CEO Dad’s Tuesday Tirade…
I don’t know about you, but when I hear about someone having a “personal assistant,” I think of movie stars like Angelina Jolie or Brad Pitt. Well, according to a recent report on NPR, now anyone can have one. That’s right, personal assistants are available by the hour to anyone who needs a body to take care of all the things they are too work/life unbalanced to take care of themselves. At first, this news gave me pause: a convenience, once the province of the rich and powerful, has become commonplace, giving people who don’t know how to slow down another handy reason to keep multi-tasking. Pawn off the daily tasks of living to a third party, and take more time to focus on work, work, work.
But then, the light bulb went off. Literally. So I hired a personal assistant to change it for me, then I got a great idea. Why throw money at someone you don’t know, when you can delegate unpleasant tasks AND spend more time communicating with the family you’ve been de-prioritizing for so long? That’s right, hire your offspring as members as personal assistants! You’ve long been trapped in the dysfunctional behavior of buying your children’s love. And let’s face it, they’ve been seeing through that horrible charade for years now, and now matter how many Benjamins you give them, their response is desultory at best. Now, you can pay the young’uns and get something more tangible out of them at the same time. Like picking up your dry cleaning, organizing the documents on your PC into a series of new folders, or simply watching “Lost” for you and telling you what the heck it means so you have something to talk about at parties. You already pay them allowance to take out the trash and do the dishes, so why not up the ante and have them pick you up at the airport after that three-day productivity conference in Seattle?
Of course, the by-product of all this is that you interact with your children more! Sure, it’s mostly giving them orders and calling on a bad cell phone connection to make sure the orders are getting carried out, but your kids will hear your voice several times during the day, and that is something they will remember when they get older and start deciding on your long-term care options. Besides, if you’re not too busy, you can toss in a question about how their school was that day, or what they think of the whole Harry Potter oeuvre. You can’t buy that kind of bonding. Oh, wait, maybe you can.

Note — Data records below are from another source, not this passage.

PR #2143, opened 2019-07-25
Remove registerNavigationRoute, add createHandlerForURL

### LINKED ISSUE #2095: Deprecate workbox-routing's registerNavigationRoute()
`workbox.routing.registerNavigationRoute()` is a recurring source of confusion for developers (c.f. https://github.com/GoogleChrome/workbox/issues/1988 recently, as well as this [archive of past issues](https://github.com/GoogleChrome/workbox/issues?utf8=✓&q=is%3Aissue+registerNavigationRoute) in general).

`workbox.routing.registerNavigationRoute()` appears to be a general-purpose method of registering a route that matches navigation requests, when in fact, it's implemented as a way of bridging the gap between `workbox-routing` and `workbox-precaching`, making it easier to handle navigations using precached URLs.

Not everyone _wants_ to handle navigations with precached URLs, though.

I think in v5, we might be able to get away with moving most of the logic in `registerNavigationRoute()` from `workbox-routing` to `workbox-precaching`, and have it just return logic that could be used as a `handler` callback. This `handler` callback could then be used when constructing a route.

If we moved this logic to `workbox-precaching`  we could also avoid having to explicitly call `workbox.precaching.getCacheKeyForURL()`, which has been _another_ source of confusion in Workbox v4.

```
// v4:
workbox.routing.registerNavigationRoute(
  workbox.precaching.getCacheKeyForURL('/app-shell.html')
);

// v5:
const handler = workbox.precaching.createHandlerForURL('/app-shell.html');
const navigationRoute = new workbox.routing.NavigationRoute(handler);
workbox.routing.regsiterRoute(navigationRoute);
```

CC: @philipwalton who was looking into the feasibility of using `workbox-strategies` under the hood for the handler logic in `workbox-precaching`, as this proposed change might impact that plan.

jeffposnick:
R: @philipwalton

Fixes #2095

This includes the removal of `registerNavigationRoute()`, the addition of `createHandlerForURL()`, and changes to the `generateSW` template to preserve the equivalent behavior when `navigateFallback` is set.


packages/workbox-precaching/src/PrecacheController.ts
```diff
@@ -260,6 +262,60 @@ class PrecacheController {
...
+        // an exception, then attempt to fulfill the navigation request with
+        // a response from the network rather than leaving the user with a
+        // failed navigation.
+        if (process.env.NODE_ENV !== 'production') {
+          logger.debug(`Unable to respond to navigation request with ` +
+              `cached response. Falling back to network.`, error);
+        }
+  
+        // This might still fail if the browser is offline...
+        return fetch(cacheKey);
```
philipwalton: Do you want to fetch the `cacheKey` or the `url` in the fallback case?

packages/workbox-routing/src/index.ts
```diff
@@ -30,7 +29,6 @@ if (process.env.NODE_ENV !== 'production') {
 export {
   NavigationRoute,
   RegExpRoute,
-  registerNavigationRoute,
```
philipwalton: 🎉

test/workbox-precaching/sw/test-createHandlerForURL.mjs
```diff
@@ -0,0 +1,77 @@
...
+    expect(fetchStub.notCalled).to.be.true;
+    expect(await response2.text()).to.eql('response 2');
+
+    const handler3 = createHandlerForURL('/url3');
+    const response3 = await handler3();
+
+    expect(matchStub.calledThrice).to.be.true;
+    expect(matchStub.thirdCall.args).to.eql([`${location.origin}/url3`]);
+    expect(fetchStub.calledOnce).to.be.true;
+    expect(fetchStub.firstCall.args).to.eql([`${location.origin}/url3`]);
```
philipwalton: Similar to my question above, do you also want to test the case with the fetch fallback for the cache key (assuming that's correct)?

packages/workbox-precaching/src/PrecacheController.ts
jeffposnick: `cacheKey` makes the most sense, I think. Whenever `workbox-precaching` makes a network request, it's for the cache key (which includes the `__WB_REVISION` query parameter, as needed). Using the `cacheKey` here is consistent.

test/workbox-precaching/sw/test-createHandlerForURL.mjs
jeffposnick: I can add that, sure.

jeffposnick:
PTAL.

packages/workbox-precaching/src/PrecacheController.ts
philipwalton: Interesting. Doesn't that potentially bypass the HTTP cache in a way that may be unnecessary (or is that the point)?

jeffposnick: It's more likely to _hit_ the HTTP cache, since `/something.html?__WB_REVISION=1234` will likely have been requested by the service worker previously (in order to populate the precache), while `/something.html` hasn't necessarily been requested.

Getting to this point in the code is, by definition, a failure scenario, so I'm not sure what the expectation is for a developer. We're just making a best-case effort to (temporarily) return something when this happens.

philipwalton: I see, my question was based on the assumption that this was different from the initial precache fetch, but it sounds like my assumption was incorrect. As long as the same URL is used in both cases, caching shouldn't be an issue.

I will say that I'm surprised the cache key is used in the initial precaching fetch (hadn't noticed that before because the `_addURLToCache()` method always references the `url` variable, which is not the same as the `url` variable used in `addToCacheList()`).

Anyway, if this is what's been happening for a while and no one has complained, I'm sure it's fine. My concern would have been that adding a query param to the URL that the developer may not be expecting might have unintended side effects -- depending on how their server is set up.

jeffposnick: Right, I think there's a decent amount of refactoring and renaming that could be done to the `workbox-precaching` codebase that would clarify some of those points.

You could visit a site that uses `workbox-precaching` in an Incognito window to confirm that `__WB_REVISION=...` is included in the outgoing request URLs.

Oh, one word to the wise. I got the idea of hiring my kids as personal assistants because my first instinct was to see if my wife wanted to do it. Well, the doctors tell me the cut didn’t need stitches, and that I was lucky I ducked in time to avoid the plate she threw at me causing any serious damage. To tell you the truth, I haven’t run the idea by my kids yet, either. I’m just too busy to find the quality time I need to thoroughly present the idea. Maybe I’ll hire a personal assistant to ask my kids if they would like to be personal assistants.
Meantime, what other hare-brained schemes might we think of to avoid getting the balance right?